REQUIRED ACTION:
Below are the records; retype each one exactly.

(Stored data)
****************
PR #998, opened 2018-12-26
Fix for perk point weirdness

BDPMP:
No longer given additional perk points on level up, instead relying on the getPerkPointsAtLevel function added in 0.3. This means that gameCharacters should no longer receive double perk points on level up.

Now saving perk point value using getAdditionalPerkPoints instead of getPerkPoints, as this saves the value that the load function is expecting. This means that the perk point value will no longer change on save/load (this was causing negative perk points, but it could also cause absurdly inflated perk points)

Tested with a fresh character on version 0.3:
Perk points were at the value expected for each level, and we unaffected by saving or loading.

### DIFF
--- a/src/com/lilithsthrone/game/character/GameCharacter.java
+++ b/src/com/lilithsthrone/game/character/GameCharacter.java
@@ -685,7 +685,7 @@ public abstract class GameCharacter implements XMLSaving {
 		
 
 		CharacterUtils.createXMLElementWithValue(doc, characterCoreInfo, "experience", String.valueOf(this.getExperience()));
-		CharacterUtils.createXMLElementWithValue(doc, characterCoreInfo, "perkPoints", String.valueOf(this.getPerkPoints()));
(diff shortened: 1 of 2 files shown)


GeneralPikaru:
In Theory, this works, but did you test it?
Anyway, this method requires a lot more method calls than necessary.
Please consider this when making fixes, because wonky fixes will require more fixes in the future.

BDPMP:
The main change (perk points based on level) was introduced in 0.3, I just removed the old code that was still giving additional perk points as part of leveling up, and updated the save function to save the number of additional perk points that a gameCharacter has, which is what the load function is expecting.

Admittedly, the description I gave is quite ambiguous, but if you check the changes, you'll see I've altered very little.

Innoxia:
Thank you for this! I've merged this locally, so it will show up as merged here on github when I push 0.3..0.5 later tonight. ^^

PR #1003, opened 2018-12-27
Update GameCharacter.java

GeneralPikaru:
Bugfix for negative perk points and Sadists applying lust damage to enemy instead to self, including
General rework of sadist/Masochist application in combat

the perk points one is supposed to have is now stored in GameCharacter.perkPoints, this includes
perk points added via debug menue. perkPoints increase only at levelup and via debug menue.
since XML loading restored the value directly into perkPoints, only XML saving was slightly altered,
to simply commit perkPoints to the file instead of calling a method to calculate.
(this may induce problems with char ports from anything 0.3 or older)
GameCharacter.incrementHealth() was entirely re-written. I hope you didn't write this yourself,
because I have to say, it wasn't aynthing but cleaning a mess someone left behind.
I reused most of the Code but rearranged it so that
a) it does what it is supposed to
b) is decently readable
c) it works with a lot less effort. (less computing required => smoother gameplay)
it was tested in 0.3, and found to be working.

My handle is Pikaru#9100

### DIFF
--- a/src/com/lilithsthrone/game/character/GameCharacter.java
+++ b/src/com/lilithsthrone/game/character/GameCharacter.java
@@ -685,7 +685,7 @@ public abstract class GameCharacter implements XMLSaving {
 		
 
 		CharacterUtils.createXMLElementWithValue(doc, characterCoreInfo, "experience", String.valueOf(this.getExperience()));
-		CharacterUtils.createXMLElementWithValue(doc, characterCoreInfo, "perkPoints", String.valueOf(this.getPerkPoints()));
+		CharacterUtils.createXMLElementWithValue(doc, characterCoreInfo, "perkPoints", String.valueOf(perkPoints));
 
 		CharacterUtils.createXMLElementWithValue(doc, characterCoreInfo, "health", String.valueOf(this.getHealth()));
 		CharacterUtils.createXMLElementWithValue(doc, characterCoreInfo, "mana", String.valueOf(this.getMana()));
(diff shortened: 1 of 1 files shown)


src/com/lilithsthrone/game/character/GameCharacter.java
```diff
@@ -11645,61 +11640,49 @@ public String incrementHealth(float increment) {
...
-				manaLoss = Attack.getModifiedDamage(null, attacker, Attack.SEDUCTION, DamageType.LUST, manaLoss);
-				
-				attacker.incrementFetishExperience(Fetish.FETISH_SADIST, 2);
-
-				this.setHealth(getHealth() + (increment*1.05f));
-
-				if(increment<0) {
-					Combat.incrementTotalDamageTaken(this, -increment*1.05f);
+				//Attacker is Sadistic
+				if (attacker.hasFetish(Fetish.FETISH_SADIST) && attacker != null) {
```
AlacoGit: This should be the other way around, first check if the attacker exists and then if it has the fetish.

GeneralPikaru: this does not matter to neither runtime nor Compiler.
both are checked separately and then logically AND added.

AlacoGit: It does matter because the `&&` operator is left-associative and short-circuiting.
This means that the left-most condition is evaluated first and subsequent conditions are only evaluated if the previous one was `true`.
In this case it means that the code checks if `attacker.hasFetish(Fetish.FETISH_SADIST)` is true AND THEN checks if `attacker != null` or in other words, first it checks if the attacker has the fetish and then if it exists.

You can easily make a test case for this if you need further evidence.

0d721077:
After merging this, elementals don't have any perk points anymore. Not even after leveling up. 
That was not intentional, was it?

GeneralPikaru:
@0d721077 
As far as I know, companions / elementals not having perk points should not be related to this change.
If it is related, however, then i highly suggest altering the code within NPC files.
In case you havent read the change, it effectively alters the function to return the amount of Perkpoints any Character (including NPCs) has, regarding both spent Perkpoints and initial Perks. NPCs should invoke the same method, getting the same results. I can look into this issue.

PR #1006, opened 2018-12-28
Fixed re-rolling of gender for half demons

ChillaChris:
Enabled the method generateHalfDemonBody to accept the base body's starting gender as a parameter.


Innoxia:
Thank you for taking the time to do this, but I'd already fixed it on my end before seeing this PR. :(

Thank you for your time and effort, and sorry that I didn't end up merging it!

PR #1024, opened 2019-01-06
Alter Tooltip to respect renamed coverable areas

0d721077:
Changelog for 0.3:
> Changed transformation references of 'breasts' and 'ass' to 'nipples'
> and 'anus', as that's all the transformation is affecting. (Breast
> and ass coverings are based on your torso's covering.)

Since 0.3 the body part types for ass and breast should actually
describe the appearance of the anus and nipples. The npc tooltip
about the body part types still revealed nipples and anus type even if
those areas are covered and unknown by the player.


Innoxia:
Thank you for this! It should show up as merged when I push 0.3.0.5 later today. ^^

PR #1032, opened 2019-02-02
Animated GIF support

DJ4ddi:
### Goals

This is a relatively simple PR to allow adding animated GIFs as character images.

### Changes

It is now possible to select .gif files when adding character images. Mostly due to performance considerations, they are loaded slightly differently than static images:
- Only the first frame is used for tooltips (prevents lag when hovering)
- Only the first frame is used if the file is larger than 10 MB (prevents huge files filling cache and memory); A warning is printed to the console
- The animation is not rescaled before caching (prevents long loading times as we'd have to rescale each frame separately and then reassemble the animation)
- Warnings have been added to the image readme and button description

All of these were implemented due to the simple fact that animations can have completely unpredictable sizes depending on their length. Unlike static images, which have a very predictable size after scaling, resizing animations is not as simple and due to the lack of support from native libraries not worth implementing.
To avoid memory issues, overloading the cache and significant lag when opening character pages with animations, the above restrictions are always applied.

### Testing

All changes have been tested with 0.3.0.

### DIFF
--- a/res/images/characters/modding.txt
+++ b/res/images/characters/modding.txt
@@ -1,6 +1,7 @@
 ----- CUSTOM ARTWORK GUIDE -----
 
 All images must be in PNG (.png) or JPEG (.jpg) format and are scaled down internally to at most 600x600.
+Animations in GIF (.gif) format are also supported. Note that large GIFs may slow down the game, which is why the animation is not played in tooltips and may not be over 10 MB in size.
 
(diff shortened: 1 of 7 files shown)


Innoxia:
Thank you for this! I've merged it locally, so it will show up as merged on here as soon as I push my code to github (in an hour or so). ^^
****************
FINISHED EXERCISE:
PR #998, opened 2018-12-26
Fix for perk point weirdness

BDPMP:
No longer given additional perk points on level up, instead relying on the getPerkPointsAtLevel function added in 0.3. This means that gameCharacters should no longer receive double perk points on level up.

Now saving perk point value using getAdditionalPerkPoints instead of getPerkPoints, as this saves the value that the load function is expecting. This means that the perk point value will no longer change on save/load (this was causing negative perk points, but it could also cause absurdly inflated perk points)

Tested with a fresh character on version 0.3:
Perk points were at the value expected for each level, and we unaffected by saving or loading.

### DIFF
--- a/src/com/lilithsthrone/game/character/GameCharacter.java
+++ b/src/com/lilithsthrone/game/character/GameCharacter.java
@@ -685,7 +685,7 @@ public abstract class GameCharacter implements XMLSaving {
 		
 
 		CharacterUtils.createXMLElementWithValue(doc, characterCoreInfo, "experience", String.valueOf(this.getExperience()));
-		CharacterUtils.createXMLElementWithValue(doc, characterCoreInfo, "perkPoints", String.valueOf(this.getPerkPoints()));
(diff shortened: 1 of 2 files shown)


GeneralPikaru:
In Theory, this works, but did you test it?
Anyway, this method requires a lot more method calls than necessary.
Please consider this when making fixes, because wonky fixes will require more fixes in the future.

BDPMP:
The main change (perk points based on level) was introduced in 0.3, I just removed the old code that was still giving additional perk points as part of leveling up, and updated the save function to save the number of additional perk points that a gameCharacter has, which is what the load function is expecting.

Admittedly, the description I gave is quite ambiguous, but if you check the changes, you'll see I've altered very little.

Innoxia:
Thank you for this! I've merged this locally, so it will show up as merged here on github when I push 0.3..0.5 later tonight. ^^

PR #1003, opened 2018-12-27
Update GameCharacter.java

GeneralPikaru:
Bugfix for negative perk points and Sadists applying lust damage to enemy instead to self, including
General rework of sadist/Masochist application in combat

the perk points one is supposed to have is now stored in GameCharacter.perkPoints, this includes
perk points added via debug menue. perkPoints increase only at levelup and via debug menue.
since XML loading restored the value directly into perkPoints, only XML saving was slightly altered,
to simply commit perkPoints to the file instead of calling a method to calculate.
(this may induce problems with char ports from anything 0.3 or older)
GameCharacter.incrementHealth() was entirely re-written. I hope you didn't write this yourself,
because I have to say, it wasn't aynthing but cleaning a mess someone left behind.
I reused most of the Code but rearranged it so that
a) it does what it is supposed to
b) is decently readable
c) it works with a lot less effort. (less computing required => smoother gameplay)
it was tested in 0.3, and found to be working.

My handle is Pikaru#9100

### DIFF
--- a/src/com/lilithsthrone/game/character/GameCharacter.java
+++ b/src/com/lilithsthrone/game/character/GameCharacter.java
@@ -685,7 +685,7 @@ public abstract class GameCharacter implements XMLSaving {
 		
 
 		CharacterUtils.createXMLElementWithValue(doc, characterCoreInfo, "experience", String.valueOf(this.getExperience()));
-		CharacterUtils.createXMLElementWithValue(doc, characterCoreInfo, "perkPoints", String.valueOf(this.getPerkPoints()));
+		CharacterUtils.createXMLElementWithValue(doc, characterCoreInfo, "perkPoints", String.valueOf(perkPoints));
 
 		CharacterUtils.createXMLElementWithValue(doc, characterCoreInfo, "health", String.valueOf(this.getHealth()));
 		CharacterUtils.createXMLElementWithValue(doc, characterCoreInfo, "mana", String.valueOf(this.getMana()));
(diff shortened: 1 of 1 files shown)


src/com/lilithsthrone/game/character/GameCharacter.java
```diff
@@ -11645,61 +11640,49 @@ public String incrementHealth(float increment) {
...
-				manaLoss = Attack.getModifiedDamage(null, attacker, Attack.SEDUCTION, DamageType.LUST, manaLoss);
-				
-				attacker.incrementFetishExperience(Fetish.FETISH_SADIST, 2);
-
-				this.setHealth(getHealth() + (increment*1.05f));
-
-				if(increment<0) {
-					Combat.incrementTotalDamageTaken(this, -increment*1.05f);
+				//Attacker is Sadistic
+				if (attacker.hasFetish(Fetish.FETISH_SADIST) && attacker != null) {
```
AlacoGit: This should be the other way around, first check if the attacker exists and then if it has the fetish.

GeneralPikaru: this does not matter to neither runtime nor Compiler.
both are checked separately and then logically AND added.

AlacoGit: It does matter because the `&&` operator is left-associative and short-circuiting.
This means that the left-most condition is evaluated first and subsequent conditions are only evaluated if the previous one was `true`.
In this case it means that the code checks if `attacker.hasFetish(Fetish.FETISH_SADIST)` is true AND THEN checks if `attacker != null` or in other words, first it checks if the attacker has the fetish and then if it exists.

You can easily make a test case for this if you need further evidence.

0d721077:
After merging this, elementals don't have any perk points anymore. Not even after leveling up. 
That was not intentional, was it?

GeneralPikaru:
@0d721077 
As far as I know, companions / elementals not having perk points should not be related to this change.
If it is related, however, then i highly suggest altering the code within NPC files.
In case you havent read the change, it effectively alters the function to return the amount of Perkpoints any Character (including NPCs) has, regarding both spent Perkpoints and initial Perks. NPCs should invoke the same method, getting the same results. I can look into this issue.

PR #1006, opened 2018-12-28
Fixed re-rolling of gender for half demons

ChillaChris:
Enabled the method generateHalfDemonBody to accept the base body's starting gender as a parameter.


Innoxia:
Thank you for taking the time to do this, but I'd already fixed it on my end before seeing this PR. :(

Thank you for your time and effort, and sorry that I didn't end up merging it!

PR #1024, opened 2019-01-06
Alter Tooltip to respect renamed coverable areas

0d721077:
Changelog for 0.3:
> Changed transformation references of 'breasts' and 'ass' to 'nipples'
> and 'anus', as that's all the transformation is affecting. (Breast
> and ass coverings are based on your torso's covering.)

Since 0.3 the body part types for ass and breast should actually
describe the appearance of the anus and nipples. The npc tooltip
about the body part types still revealed nipples and anus type even if
those areas are covered and unknown by the player.


Innoxia:
Thank you for this! It should show up as merged when I push 0.3.0.5 later today. ^^

PR #1032, opened 2019-02-02
Animated GIF support

DJ4ddi:
### Goals

This is a relatively simple PR to allow adding animated GIFs as character images.

### Changes

It is now possible to select .gif files when adding character images. Mostly due to performance considerations, they are loaded slightly differently than static images:
- Only the first frame is used for tooltips (prevents lag when hovering)
- Only the first frame is used if the file is larger than 10 MB (prevents huge files filling cache and memory); A warning is printed to the console
- The animation is not rescaled before caching (prevents long loading times as we'd have to rescale each frame separately and then reassemble the animation)
- Warnings have been added to the image readme and button description

All of these were implemented due to the simple fact that animations can have completely unpredictable sizes depending on their length. Unlike static images, which have a very predictable size after scaling, resizing animations is not as simple and due to the lack of support from native libraries not worth implementing.
To avoid memory issues, overloading the cache and significant lag when opening character pages with animations, the above restrictions are always applied.

### Testing

All changes have been tested with 0.3.0.

### DIFF
--- a/res/images/characters/modding.txt
+++ b/res/images/characters/modding.txt
@@ -1,6 +1,7 @@
 ----- CUSTOM ARTWORK GUIDE -----
 
 All images must be in PNG (.png) or JPEG (.jpg) format and are scaled down internally to at most 600x600.
+Animations in GIF (.gif) format are also supported. Note that large GIFs may slow down the game, which is why the animation is not played in tooltips and may not be over 10 MB in size.
 
(diff shortened: 1 of 7 files shown)


Innoxia:
Thank you for this! I've merged it locally, so it will show up as merged on here as soon as I push my code to github (in an hour or so). ^^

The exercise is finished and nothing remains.